My 10 best movies of 2021

     Year-end lists never have been of much interest to me. It would take a brave critic to return to a decade’s worth of such lists and see how many of those 100 movies still occupy a special place in memory.
      The Covid years (no, I never thought I’d be talking about Covid in plural years) have been even stranger than usual because it hasn’t always been possible to keep up with a flood of streaming opportunities. 
       Anyway, I’m going to make quick work of this year’s list. I think it’s best for readers to use lists as springboards for making their own judgments or as a guide to catching up with movies they may have missed.
       So, here’s my list. Feel free to contribute your own in the comments section.

1. Power of the Dog
The more you think about director Jane Campion's The Power of the Dog the less you may want to call it a Western. Set in Montana in 1925, the movie boasts big vistas, horses, cattle, and grit. But Campion upends expectations with a story steeped in mysterious menace. She also obtains remarkable performances from Benedict Cumberbatch, Jesse Plemons, Kodi Smit-McPhee, and Kirsten Dunst. It's possible and also correct to view Power of the Dog as a mediation on western myths fostered by relentless machismo but the forces at work seem deeper and more primal — so does the filmmaking.

2. Drive My Car
Sometimes, the shape of a life can be determined by something that goes unsaid or issues that remain confronted. It's not easy to write a single sentence that captures the complexity of director Ryusuke Hamaguchi's story about a theater director who's staging a production of Uncle Vanya in Hiroshima. Themes of grief, avoidance and regret emerge as Hamaguchi allows the movie's purposes and ideas gradually to emerge. I love movies in which the meaning of events change and expand as the story progresses. Drive My Car is that kind of experience. It doesn’t explain; it unwinds.

3. Summer of Soul
This documentary takes place during the summer of 1969 in Harlem and features a series of concerts that became known as the Black Woodstock. If you were alive when much of this music emerged from artists as diverse as Stevie Wonder, Sly Stone and Mahalia Jackson, the movie likely will blow summer breezes of memory through your mind, much of it with an irresistible beat. Musician Quest Love directs this invaluable tribute to a cultural moment full of optimism, outrage, and, yes, joy.

4. Passing

Rebecca Hall makes her directorial debut with an adaptation of a novel set in the 1920s.

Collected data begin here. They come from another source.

PR #817, opened 2016-02-02
Fixes setPointer function of corediff.applyTreeDiff

kecso:
- the latest change in the patch application made some global variable unnecessary, but the setPointer function still had reference to those

### DIFF
--- a/test/common/core/corediff.spec.apply.js
+++ b/test/common/core/corediff.spec.apply.js
@@ -39,7 +39,7 @@ describe('corediff apply', function () {
         ]).nodeify(done);
     });
 
-    describe('apply', function () {
+    describe('basic', function () {
 
         beforeEach(function (done) {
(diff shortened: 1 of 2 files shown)


test/common/core/corediff.spec.apply.js
```diff
@@ -568,5 +566,268 @@ describe('corediff apply', function () {
...
+                        "cd891e7b-e2ea-e929-f6cd-9faf4f1fc045": true
+                    }
+                },
+                "guid": "e687d284-a04a-7cbc-93ed-ea941752d57a",
+                "oGuids": {
+                    "e687d284-a04a-7cbc-93ed-ea941752d57a": true
+                }
+            };
+
+            Q.nfcall(pointerCore.applyTreeDiff, pointerRootNode, patch)
```
pmeijer: You could use the coreQ instead..

PR #832, opened 2016-02-12
Performance improvements for core layers

lattmann:


src/common/core/coretree.js
```diff
@@ -695,29 +694,19 @@ define([
...
-                    result.push(keys[i]);
-                }
-            }
+            result = this.getRawKeys(node.data, predicate);
             return result;
         };
 
         this.getRawKeys = function (object, predicate) {
-            ASSERT(typeof predicate === 'undefined' || typeof predicate === 'function');
+            ASSERT(predicate === undefined || typeof predicate === 'function');
```
kecso: is this ASSERT really necessary?
I mean if the predicate is some 'not function' value the code will anyway throw an error when we try to use it as a function. (of course it is possible that the ASSERT gives us more information, but I doubt)

src/common/core/coretype.js
```diff
@@ -303,10 +304,14 @@ define([
         //</editor-fold>
 
         //<editor-fold=Modified Methods>
+        this.isValidNodeThrow = function (node) {
```
kecso: wouldn't it be better if the isValidNodeThrow functions would be 'helper' functions and not part of the class?

src/common/core/coretype.js
```diff
@@ -398,21 +403,22 @@ define([
             }, TASYNC.lift(children));
         };
 
+        function checkCollNames(node, draft) {
```
kecso: helper function should be positioned on the top of the file (driven by the editor-fold tags)

src/common/core/coretype.js
```diff
@@ -645,6 +651,60 @@ define([
             return Object.keys(merged);
         };
 
+        function getProperty(node, name) {
```
kecso: these are also all helper functions

PR #835, opened 2016-02-12
Update executor readme with OSX and added dependent packages

lattmann:


src/server/middleware/executor/worker/package.json
```diff
@@ -3,8 +3,14 @@
...
     "agentkeepalive": "=2.0.3",
+    "balanced-match": "^0.3.0",
+    "concat-map": "0.0.1",
+    "inflight": "^1.0.4",
+    "inherits": "^2.0.1",
     "mime": ">=1.2.11",
     "minimatch": ">=0.3.0",
+    "once": "^1.3.3",
+    "path-is-absolute": "^1.0.0",
     "pkginfo": ">=0.3.0",
```
pmeijer: Are those packages used and weren't included before?
Or are they only used by the OS webkit?

lattmann: We had to install all of these packages on OSX in order to get the worker started. We did it on @VictorCoder123's machine.

PR #837, opened 2016-02-17
Fixes type error exception in jsonPatcher.

pmeijer:


pmeijer:
N.B. This needs to be cherry picked into v.1.5.x too

PR #844, opened 2016-02-18
Log output from executor-works to console.

pmeijer:


src/server/middleware/executor/worker/node_worker.classes.build.js
```diff
@@ -3640,7 +3699,8 @@ define('blob/BlobClient',[
                 hashes[filename] = hash;
 
                 if (err) {
-                    error += 'putFile error: ' + err.toString();
+                    error = err;
```
lattmann: It will return only with the last error, but that is fine, because we log all errors.

PR #791, opened 2024-02-07
Fix N+1 on users index when users are not new (Prosopite)

ezekg:
Resolves an N+1 issue caused by `User#status` for the users index when the collection contained old users. Also replaces Bullet with Prosopite because Bullet missed this, and I couldn't force the test failure, and it failed right away with Prosopite.

### DIFF
--- a/app/models/user.rb
+++ b/app/models/user.rb
@@ -350,16 +350,16 @@ class User < ApplicationRecord
   end
 
   def entitled?(*identifiers)
-    identifiers = identifiers.flatten
-                             .compact
-
+    entls = entls.flatten.compact
     return true if
-      identifiers.empty?
+      entls.empty?
 
-    entls = Entitlement.where(id: identifiers)
-                       .or(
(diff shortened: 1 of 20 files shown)


app/models/user.rb
```diff
@@ -30,6 +30,16 @@ class User < ApplicationRecord
...
     through: :group_owners
 
+  # NOTE(ezekg) This association is only used to preload a user's status, since
+  #             the #status needs to check if a user has any active licenses.
+  #
+  #             We're doing a DISTINCT ON so that we can query ANY one active
+  #             license for each user, since users can potentially have thousands
+  #             and thousands of licenses, and superfluously preloading/querying
+  #             that many records would a bad idea.
+  has_one :any_active_license, -> { active.reorder(nil).distinct_on(:user_id) },
```
ezekg, line 40: I love Postgres. This would've been so complicated with MySQL using a `LATERAL JOIN`.

ezekg:
Closing in favor of #792.

PR #799, opened 2024-02-24
Add revision header and logging

ezekg:
- [x] Add a `Keygen-Revision` header for CE/EE audit purposes.
- [x] Add to boot logging,
- [x] Add to lograge.


ezekg:
Add to lograge.

lib/keygen/version.rb
```diff
@@ -0,0 +1,36 @@
...
+      end
+
+      private
+
+      def from_environment = ENV['COMMIT_HASH'] || ENV['COMMIT_SHA'] || ENV['HEROKU_SLUG_COMMIT']
+      def from_git         = `git rev-parse HEAD` rescue nil
+      def from_file(path = Rails.root / 'VERSION')
+        return unless File.exist?(path)
+
+        File.read(path).chomp
```
ezekg, line 30: This should filter out `$Id$` in case it wasn't replaced with `ident` by git.

ezekg: This is the resulting `VERSION` file whenever the repo is cloned:

```
$Id: 055c8729cdcc372500a08db659c045e16c4409fb $
```

So a regexp would work best here.

VERSION
```diff
@@ -0,0 +1 @@
+$Id$
```
ezekg, line 1: I'm not the biggest fan of this. I feel it's going to be a chore to not accidentally commit changes to this file.

Is this even needed?

.gitattributes
```diff
@@ -0,0 +1 @@
+/VERSION ident
```
ezekg, line 1: https://git-scm.com/docs/gitattributes#_ident

VERSION
ezekg: Ah, apparently this is a moot point. You can't commit the `$Id: ... $` changeset. 😅

PR #808, opened 2024-04-07
fix: use postgresql-client in the production image

aminya:
The production image doesn't need the development files of Postgres. By replacing it with `postgresql-client`, the size of the container image is reduced significantly.

This reduces the size of the image by 512 MB

- After `206MB`
- Before `718MB`

### DIFF
--- a/Dockerfile
+++ b/Dockerfile
@@ -38,7 +38,7 @@ COPY . /app
 
 RUN apk add --no-cache \
   bash \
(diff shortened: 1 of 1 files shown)


ezekg:
Thanks for the PR! Failed build is related to secrets not being shared with forks.

aminya:
You're welcome!
Good to know.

Two childhood friends (Tessa Thompson and Ruth Negga) meet in Manhattan. One of them has been passing as white. Hall’s black-and-white imagery tightly frames a story that deals with racism and also with Harlem's cultural life among middle-class Blacks. Anchored by two fine performances and a strong supporting cast, Passing deals offers some of the year's most beautifully realized performances. Volatile issues are contained by tightly focused images: The movie feels both concentrated and deep.

5. Azor

A Swiss banker and his wife travel to Argentina in 1980. The bank's previous man in Argentina mysteriously vanished. Now, the banker wants to reassure the bank's clients that their money is safe -- which also means that their well-heeled way of living can be sustained. A terrific examination of the way a political climate of menace impacts even those living in a gated, affluent world. You very likely won't see the movie's ending coming as director Andreas Fontana deals subtly but provocatively with ethical issues.

6. The Lost Daughter

Olivia Colman
gives a compelling performance as an older professor 
recalling her conflicted life as a mother. Jessie Buckley energizes the movie as the younger version of Colman's character, a woman who feels most alive in work, sex, and other assertions of independence. Still, she can't shake her guilt about what she regards as her maternal failings. Maggie Gyllenhaal makes her directorial debut with this brave adaptation of an Elena Ferrante novel. 

7. The Green Knight

Don't look for knights in shining armor in director David Lowery's story about severe challenges faced by Gawain (Dev Patel), who aspires to become part of King Arthur’s retinue. The catch: Whatever he does to the Green Knight, a character we meet early on, will happen to him a year later. Effectively, Gawain chases his own fate. Scene-by-scene Green Knight becomes increasingly strange. Lowry's eerie atmospherics tend to wash away the movie's confusions as Lowry moves toward a severe and bracing conclusion.

8. West Side Story
I was a West Side Story skeptic. I saw no reason why Steven Spielberg or anyone else for that matter would want to have another go at a 1961 movie that was honored in its day. Working with playwright Tony Kushner, Spielberg updates the story in mostly in effective ways and West Side story emerges as a fresh, visually dynamic version of a classic musical that bowed on Broadway in 1957. The New York Philharmonic almost turns Leonard Bernstein’s great score into another character. The movie didn’t impress at the box office and has been the subject of controversy about stereotyping — but over time, I think West Side Story will hold up as a fine example of a Broadway musical transferred to the screen by one of our most talented filmmakers.

9. Cruella

Emma Thompson and Emma Stone create sharply drawn characters in a lavishly designed production that boasts witty costumes and plenty of flair. Director Craig Gillespie gives the movie a fashion-world insiders' kick that the 1961 animated version lacked. Gillespie honors Disney's past but takes the story of 1961's 101 Dalmatians to entertaining new levels. Who’d have though it possible? Another movie about fashionistas that’s dressed for fun.

10. Parallel Mothers

Director Pedro Almodovar focuses on two women (Penelope Cruz and Milena Smit) who, by chance, become roommates in a hospital maternity wing. Almodovar employs a major contrivance that, for an instant, makes us fear the movie will follow a formulaic path. If you know Almodovar's work, there's no reason to worry. Rather than yielding to the demands of contrived comedy, Almodovar tells a serious story about the meaning of motherhood. He also allows the story to touch on the generational perils of forgetting past horrors.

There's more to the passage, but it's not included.